Start of Input records

PR #738, opened 2024-06-06
Add custom ops Rotary

xadupre:


wenbingl (dismissed):

operators/cuda/cuda_ops.cc
```diff
@@ -7,7 +7,11 @@
 #include "cuda/add_mul.h"
 #include "cuda/fast_gelu.h"
 #include "cuda/negxplus1.h"
+<<<<<<< HEAD
```
wenbingl, line 10: A git merge issue.

xadupre: thanks, fixed.

operators/cuda/rotary_impl.cu
```diff
@@ -0,0 +1,81 @@
...
+
+template <typename T> __device__ __inline__ T _neg(const T x) { return -x; }
+
+#if __CUDA_ARCH__ < 700
+template <> __device__ __inline__ half _neg(const half x) {
+  return __float2half(-__half2float(x));
+}
+#endif
+
+template <typename T, RotarySide side>
```
wenbingl, line 23: A question: RotarySide being a template parameter is more efficient for CUDA, or any other reason?

wenbingl (dismissed):

operators/cuda/rotary_impl.cu
xadupre: Yes, to avoid doing the test during the execution.

operators/cuda/rotary.h
```diff
@@ -0,0 +1,83 @@
...
+
+/**
+*  Y = Rotary(X) is equivalent to if side == LEFT:
+*
+*   N = X.shape[-1]
+*   Y = X.copy()
+*   Y[...,:N/2] = X[...,N/2:]
+*   Y[...,N/2:] = -X[...,:N/2]
+*
+*   And the opposite if side == RIGHT.
```
wschin, line 19: Could you write the formula down? `opposite` could mean
```
N = X.shape[0]
```
or
```
Y[:N/2, ...] = X[N/2:, ...]
```
etc.

operators/cuda/rotary.h
```diff
@@ -0,0 +1,83 @@
...
+*/
+template <typename T>
+struct Rotary {
+  template <typename TDict>
+  OrtxStatus OnModelAttach(const TDict& dict) {
+    std::string empty;
+    std::string side = dict.TryToGetAttributeWithDefault("side", empty);
```
wschin, line 26: Maybe we should do `LeftRotary` and `RightRotary` so that the compute function becomes stateless.

operators/cuda/rotary.h
```diff
@@ -0,0 +1,83 @@
...
+    else if (side == "right") {
+      side_ = RotarySide::RIGHT;
+    }
+    else {
+      return {kOrtxErrorInvalidArgument, "side must be 'left' or 'right'."};
+    }
+
+    return {};
+  }
+  OrtxStatus Compute(Ort::Custom::CUDAKernelContext* ctx,
```
wschin, line 39: How is `split` related to the formula above?

operators/cuda/rotary.h
```diff
@@ -0,0 +1,83 @@
...
+      return {};
+    }
+
+    auto shape_split = split.Shape();
+    if (shape_split.size() != 1 || shape_split[0] != 2) {
+      return {kOrtxErrorInvalidArgument, "Rotary only works when there are two sides."};
+    }
+    const int64_t* split_data = split.Data();
+    if (split_data[0] != split_data[1]) {
+      return {kOrtxErrorInvalidArgument, "Only equal split are allowed."};
```
wschin, line 57: are -> is?

operators/cuda/rotary.h
```diff
@@ -0,0 +1,83 @@
...
+    const T* input_data = input.Data();
+    auto input_shape = input.Shape();
+    T* output_data = output.Allocate(input_shape);
+    auto input_length = input.NumberOfElement();
+    if (0 == input_length) {
+      return {};
+    }
+
+    auto shape_split = split.Shape();
+    if (shape_split.size() != 1 || shape_split[0] != 2) {
```
wschin, line 52: What are `shape_split[0]` and `shape_split[1]`?

operators/cuda/rotary.h
```diff
@@ -0,0 +1,83 @@
...
+      return {kOrtxErrorInvalidArgument, "Rotary only works when there are two sides."};
+    }
+    const int64_t* split_data = split.Data();
+    if (split_data[0] != split_data[1]) {
+      return {kOrtxErrorInvalidArgument, "Only equal split are allowed."};
+    }
+    if (split_data[0] * 2 != input_shape[input_shape.size()-1]) {
+      return {kOrtxErrorInvalidArgument, "Sum of the splits are not equal to the last dimension."};
```
wschin, line 60: Sum of split sounds `split_data[0] + split_data[1]`. However, here it uses `split_data[0] * 2`.

operators/cuda/rotary.h
```diff
@@ -0,0 +1,83 @@
...
+    }
+    else {
+      return {kOrtxErrorInvalidArgument, "side must be 'left' or 'right'."};
+    }
+
+    return {};
+  }
+  OrtxStatus Compute(Ort::Custom::CUDAKernelContext* ctx,
+                       const ortc::Tensor<T>& input,
+                       const ortc::Tensor<int64_t>& split,
```
wschin, line 41: Maybe throw if this tensor is not on CPU.

operators/cuda/rotary.h
```diff
@@ -0,0 +1,83 @@
...
+    if (split_data[0] != split_data[1]) {
+      return {kOrtxErrorInvalidArgument, "Only equal split are allowed."};
+    }
+    if (split_data[0] * 2 != input_shape[input_shape.size()-1]) {
+      return {kOrtxErrorInvalidArgument, "Sum of the splits are not equal to the last dimension."};
+    }
+
+    LaunchRotaryKernel<T>(reinterpret_cast<cudaStream_t>(ctx->GetCudaStream()),
+                             input_length,
+                             static_cast<int>(input_shape[input_shape.size()-1]),
```
wschin, line 65: Consider format all files once.

wschin (changes requested):
My comments fall into two categories. For documentation, they are must-to-have. The rest are nit and optional. Thank you.

operators/cuda/rotary.h
xadupre: The Rotary replaces something like:

```
x1, x2 = Split(X, split, axis=-1)
Y = Concat(-x2, x1, axis=-1)
```

When I implemented this kernel, I found it was equal splits on llama but I wondered if it could be not equal splits so I chose to leave this parameter so that I could still use the optimized and let the kernel fails when the split are not equal. Then I would know not equal splits must be implemented. I can remove if you know this case never happens.

operators/cuda/rotary.h
xadupre: done

operators/cuda/rotary.h
xadupre: True, the condition is valid because the test before checks that they are equal but it is better to change it if the test is moved.

operators/cuda/rotary.h
xadupre: I assumed ort would ensure that condition is true since the kernel requires that input to be on CPU. Is the check still necessary?

operators/cuda/rotary.h
xadupre: done

operators/cuda/rotary.h
xadupre: See my comment above.

operators/cuda/rotary.h
xadupre: done

operators/cuda/rotary.h
xadupre: I think this is done later here: https://github.com/microsoft/onnxruntime-extensions/pull/738/files#diff-643fdcb552aafbcb9a86bc8d48cab50dea3723b20b3105880e081b2e5b1b8da9R24. I hope the compiler is able to remove the unnecessary code at compilation time.

operators/cuda/rotary.h
wschin: Please make sure the `exact` behavior is described in comments for this op. I don't see the use and explanation of `split` in the equations. In addition to math symbols, you can use ONNX sub-graph to describe them.

operators/cuda/rotary.h
wschin: No idea. nit. :)

operators/cuda/rotary.h
wschin: I think we can assume even split and throw otherwise. With `split`, you will need to introduce a sub-graph to compute the right `split` from the shape of `X`. That will slows down ORT..

operators/cuda/rotary.h
wschin: It becomes more reasonable to split them in the beginning instead of relying on compiler. If they are two ops, we define two ops. No need to make a mega op to support several cases; this will make future improvement harder and error-prone.

operators/cuda/rotary.h
xadupre: I don't think so. The formula remains the same, whether or not the splits are equal or not.

operators/cuda/rotary.h
xadupre: That's not the only place I did that. There is only one op from ort point of view and it is Rotary but we have different implementation depending the argument value, the same goes with the input types. Rotary(X, side=LEFT) = Neg(Rotary(X, side=RIGHT)). Do you want to have distinct onnx names as well?

xadupre: I suggest keeping the names this way. I don't think it is worth adding new names for left and right.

End of Input records

**Task to complete**
Return the whole of the data, character for character.

**Written answer**
PR #738, opened 2024-06-06
Add custom ops Rotary

xadupre:


wenbingl (dismissed):

operators/cuda/cuda_ops.cc
```diff
@@ -7,7 +7,11 @@
 #include "cuda/add_mul.h"
 #include "cuda/fast_gelu.h"
 #include "cuda/negxplus1.h"
+<<<<<<< HEAD
```
wenbingl, line 10: A git merge issue.

xadupre: thanks, fixed.

operators/cuda/rotary_impl.cu
```diff
@@ -0,0 +1,81 @@
...
+
+template <typename T> __device__ __inline__ T _neg(const T x) { return -x; }
+
+#if __CUDA_ARCH__ < 700
+template <> __device__ __inline__ half _neg(const half x) {
+  return __float2half(-__half2float(x));
+}
+#endif
+
+template <typename T, RotarySide side>
```
wenbingl, line 23: A question: RotarySide being a template parameter is more efficient for CUDA, or any other reason?

wenbingl (dismissed):

operators/cuda/rotary_impl.cu
xadupre: Yes, to avoid doing the test during the execution.

operators/cuda/rotary.h
```diff
@@ -0,0 +1,83 @@
...
+
+/**
+*  Y = Rotary(X) is equivalent to if side == LEFT:
+*
+*   N = X.shape[-1]
+*   Y = X.copy()
+*   Y[...,:N/2] = X[...,N/2:]
+*   Y[...,N/2:] = -X[...,:N/2]
+*
+*   And the opposite if side == RIGHT.
```
wschin, line 19: Could you write the formula down? `opposite` could mean
```
N = X.shape[0]
```
or
```
Y[:N/2, ...] = X[N/2:, ...]
```
etc.

operators/cuda/rotary.h
```diff
@@ -0,0 +1,83 @@
...
+*/
+template <typename T>
+struct Rotary {
+  template <typename TDict>
+  OrtxStatus OnModelAttach(const TDict& dict) {
+    std::string empty;
+    std::string side = dict.TryToGetAttributeWithDefault("side", empty);
```
wschin, line 26: Maybe we should do `LeftRotary` and `RightRotary` so that the compute function becomes stateless.

operators/cuda/rotary.h
```diff
@@ -0,0 +1,83 @@
...
+    else if (side == "right") {
+      side_ = RotarySide::RIGHT;
+    }
+    else {
+      return {kOrtxErrorInvalidArgument, "side must be 'left' or 'right'."};
+    }
+
+    return {};
+  }
+  OrtxStatus Compute(Ort::Custom::CUDAKernelContext* ctx,
```
wschin, line 39: How is `split` related to the formula above?

operators/cuda/rotary.h
```diff
@@ -0,0 +1,83 @@
...
+      return {};
+    }
+
+    auto shape_split = split.Shape();
+    if (shape_split.size() != 1 || shape_split[0] != 2) {
+      return {kOrtxErrorInvalidArgument, "Rotary only works when there are two sides."};
+    }
+    const int64_t* split_data = split.Data();
+    if (split_data[0] != split_data[1]) {
+      return {kOrtxErrorInvalidArgument, "Only equal split are allowed."};
```
wschin, line 57: are -> is?

operators/cuda/rotary.h
```diff
@@ -0,0 +1,83 @@
...
+    const T* input_data = input.Data();
+    auto input_shape = input.Shape();
+    T* output_data = output.Allocate(input_shape);
+    auto input_length = input.NumberOfElement();
+    if (0 == input_length) {
+      return {};
+    }
+
+    auto shape_split = split.Shape();
+    if (shape_split.size() != 1 || shape_split[0] != 2) {
```
wschin, line 52: What are `shape_split[0]` and `shape_split[1]`?

operators/cuda/rotary.h
```diff
@@ -0,0 +1,83 @@
...
+      return {kOrtxErrorInvalidArgument, "Rotary only works when there are two sides."};
+    }
+    const int64_t* split_data = split.Data();
+    if (split_data[0] != split_data[1]) {
+      return {kOrtxErrorInvalidArgument, "Only equal split are allowed."};
+    }
+    if (split_data[0] * 2 != input_shape[input_shape.size()-1]) {
+      return {kOrtxErrorInvalidArgument, "Sum of the splits are not equal to the last dimension."};
```
wschin, line 60: Sum of split sounds `split_data[0] + split_data[1]`. However, here it uses `split_data[0] * 2`.

operators/cuda/rotary.h
```diff
@@ -0,0 +1,83 @@
...
+    }
+    else {
+      return {kOrtxErrorInvalidArgument, "side must be 'left' or 'right'."};
+    }
+
+    return {};
+  }
+  OrtxStatus Compute(Ort::Custom::CUDAKernelContext* ctx,
+                       const ortc::Tensor<T>& input,
+                       const ortc::Tensor<int64_t>& split,
```
wschin, line 41: Maybe throw if this tensor is not on CPU.

operators/cuda/rotary.h
```diff
@@ -0,0 +1,83 @@
...
+    if (split_data[0] != split_data[1]) {
+      return {kOrtxErrorInvalidArgument, "Only equal split are allowed."};
+    }
+    if (split_data[0] * 2 != input_shape[input_shape.size()-1]) {
+      return {kOrtxErrorInvalidArgument, "Sum of the splits are not equal to the last dimension."};
+    }
+
+    LaunchRotaryKernel<T>(reinterpret_cast<cudaStream_t>(ctx->GetCudaStream()),
+                             input_length,
+                             static_cast<int>(input_shape[input_shape.size()-1]),
```
wschin, line 65: Consider format all files once.

wschin (changes requested):
My comments fall into two categories. For documentation, they are must-to-have. The rest are nit and optional. Thank you.

operators/cuda/rotary.h
xadupre: The Rotary replaces something like:

```
x1, x2 = Split(X, split, axis=-1)
Y = Concat(-x2, x1, axis=-1)
```

When I implemented this kernel, I found it was equal splits on llama but I wondered if it could be not equal splits so I chose to leave this parameter so that I could still use the optimized and let the kernel fails when the split are not equal. Then I would know not equal splits must be implemented. I can remove if you know this case never happens.

operators/cuda/rotary.h
xadupre: done

operators/cuda/rotary.h
xadupre: True, the condition is valid because the test before checks that they are equal but it is better to change it if the test is moved.

operators/cuda/rotary.h
xadupre: I assumed ort would ensure that condition is true since the kernel requires that input to be on CPU. Is the check still necessary?

operators/cuda/rotary.h
xadupre: done

operators/cuda/rotary.h
xadupre: See my comment above.

operators/cuda/rotary.h
xadupre: done

operators/cuda/rotary.h
xadupre: I think this is done later here: https://github.com/microsoft/onnxruntime-extensions/pull/738/files#diff-643fdcb552aafbcb9a86bc8d48cab50dea3723b20b3105880e081b2e5b1b8da9R24. I hope the compiler is able to remove the unnecessary code at compilation time.

operators/cuda/rotary.h
wschin: Please make sure the `exact` behavior is described in comments for this op. I don't see the use and explanation of `split` in the equations. In addition to math symbols, you can use ONNX sub-graph to describe them.

operators/cuda/rotary.h
wschin: No idea. nit. :)

operators/cuda/rotary.h
wschin: I think we can assume even split and throw otherwise. With `split`, you will need to introduce a sub-graph to compute the right `split` from the shape of `X`. That will slows down ORT..

operators/cuda/rotary.h
wschin: It becomes more reasonable to split them in the beginning instead of relying on compiler. If they are two ops, we define two ops. No need to make a mega op to support several cases; this will make future improvement harder and error-prone.

operators/cuda/rotary.h
xadupre: I don't think so. The formula remains the same, whether or not the splits are equal or not.

operators/cuda/rotary.h
xadupre: That's not the only place I did that. There is only one op from ort point of view and it is Rotary but we have different implementation depending the argument value, the same goes with the input types. Rotary(X, side=LEFT) = Neg(Rotary(X, side=RIGHT)). Do you want to have distinct onnx names as well?

xadupre: I suggest keeping the names this way. I don't think it is worth adding new names for left and right.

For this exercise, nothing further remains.